The woman snorted, then turned to the African and said, “He’s all yours.”
“If only that were true.” The African revealed a feral gleam that would have suited a lion waiting in the tall grass. He wore an expensive gray suit of rough silk that glinted in the room’s harsh light. He walked over and loomed above Theo. “Your brother, Dr. Bishop,
seeks to profit from my continent’s misery. Again.”
Theo rose slowly from his chair. Not backing off an inch. “And you are?”
“Ambassador to the United States from the Organization of African States, my good sir. My mandate is to stamp out all vestiges of the colonial arrogance that has so scarred my continent.”
“Was that a threat?” The young lady stepped closer to the senior agent. “Did that individual just threaten my client in your presence?”
“Of course not,” the African replied. “Why would I bother to accuse or threaten this gentleman? Can we all not agree that his lily-white hands are perfectly clean?”
“Perfectly,” Theo replied.
“Which is why I find it curious that your brother recently bailed out your company, pulling you back from the brink of bankruptcy. Just before he sent you off to . . . where was it exactly that you traveled to?”

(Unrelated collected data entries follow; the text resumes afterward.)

PR #496, opened 2024-10-11
Move HTTP/2 illegal message header check from message converters to protocol interceptors

ok2c:
Presently HTTP/2 specific header field validation logic is backed into message converters. It makes it impossible to customize or disable. Moreover, when a HTTP/2 promise requests when get rejected as invalid due to presence of illegal headers, it cannot be correctly mapped to a handler because there is request object to start with, and as a result the error does not get correctly propagated to the caller.

This change-set corrects the problem by moving header field validation logic from message converters to the protocol processing chain, where it belongs.

This also enables us to to allow the `host` header in H2 promise requests when connecting to Apache HTTPD.


ok2c:
@arturobernalg Please review

arturobernalg (approved):
LGTM

ok2c:
Cherry-picked to `5.3.x`

PR #498, opened 2024-10-16
Add TE header validation for HTTP/2 and HTTP/1.1 requests

arturobernalg:
This PR introduces two interceptors, H2RequestTE and RequestTE, to ensure the correct validation of the TE header in both HTTP/2 and HTTP/1.1 requests:

- H2RequestTE: Ensures that the TE header in HTTP/2 requests only contains the trailers directive, as required by the protocol. Any other transfer coding present will result in a ProtocolException.

- RequestTE: Validates the TE header in HTTP/1.1 requests by:
        Ensuring the chunked transfer coding is not explicitly listed, as it is implicitly supported.
        Verifying that the Connection: TE header is present to prevent TE from being forwarded by intermediaries.

### DIFF
--- a/httpcore5/src/main/java/org/apache/hc/core5/http/protocol/RequestTE.java
+++ b/httpcore5/src/main/java/org/apache/hc/core5/http/protocol/RequestTE.java
@@ -1,0 +1,120 @@
+/*
+ * ====================================================================
+ * Licensed to the Apache Software Foundation (ASF) under one
+ * or more contributor license agreements.  See the NOTICE file
+ * distributed with this work for additional information
+ * regarding copyright ownership.  The ASF licenses this file
+ * to you under the Apache License, Version 2.0 (the
+ * "License"); you may not use this file except in compliance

Theo held his gaze. “I still didn’t get your name.”
“Your brother’s many businesses are of the utmost interest to us, Dr. Bishop. Which means that should you involve yourself in any way, you too will become a person of interest.”
“Threats again,” the young lady snapped. “My client and I are out of here.”
The African turned and walked to the door, where he said, “You really must visit West Africa again, Dr. Bishop. And do so very soon. I will personally ensure that you have the time of your life.”
nineteen
At a quarter past midnight, Avery rose from his bed and went downstairs. His fatigue was an ache he felt in his bones. His body clock was so skewed, he would need weeks to recover. But far more than jet lag kept him from sleeping. Avery made himself a sandwich from the turkey Claudia had roasted for their dinner. He poured himself a glass of milk and carried the impromptu meal into his office. He sat behind his desk and set the plate and glass beside the two pages Dr. Lanica had passed to Theo.